- [YOUR OBJECTIVE] Take every line in the entries that includes the word "opened" and copy it.

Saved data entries
Issue #158, opened 2018-08-14
toBeEmpty Map and Set


mattphillips:
Add support to `toBeEmpty` for `Map` and `Set` data structures

mattphillips:
Hey @moredip that sounds like a sensible approach! I like that it will also apply to custom iterables :smile:

I think we might be able to leverage the spread operator to condense the logic to something like:

```js
[...iterable].length === 0
```

Fancy sending a PR for this?

mattphillips:
Merged 🎉

PR #160, opened 2018-08-15
extend toBeEmpty to support Map, Set, and any other iterable

moredip:
### What

Teach toBeEmpty how to test for emptiness of any [Iterable](https://developer.mozilla.org/en-US/docs/Web/JavaScript/Guide/Iterators_and_Generators#Iterables). 

### Why
Implements #158.  Adds support for testing emptiness of Map and Set, amongst others.

### Notes
@mattphillips [suggested](https://github.com/jest-community/jest-extended/issues/158#issuecomment-412944339) implementing this using `[...value].length === 0`. That would have been a neat, terse implementation but would not have worked for non-terminating iterables (which admittedly is a pretty obscure edge case). A more plausible advantage of not using the destructuring approach is that we avoid unecessary evaluation of potentially large/expensive iterables - we only need to go as far as yielding one value. Not really a huge deal either way, but it seemed a good tradeoff to make the implementation a bit bigger in exchange for supporting weird custom iterables.

### Housekeeping

- [x] Unit tests


mattphillips:
@moredip sorry for the delay in getting this merged! Looks great thanks 👍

- [EXERCISE OUTPUT]
Issue #158, opened 2018-08-14
PR #160, opened 2018-08-15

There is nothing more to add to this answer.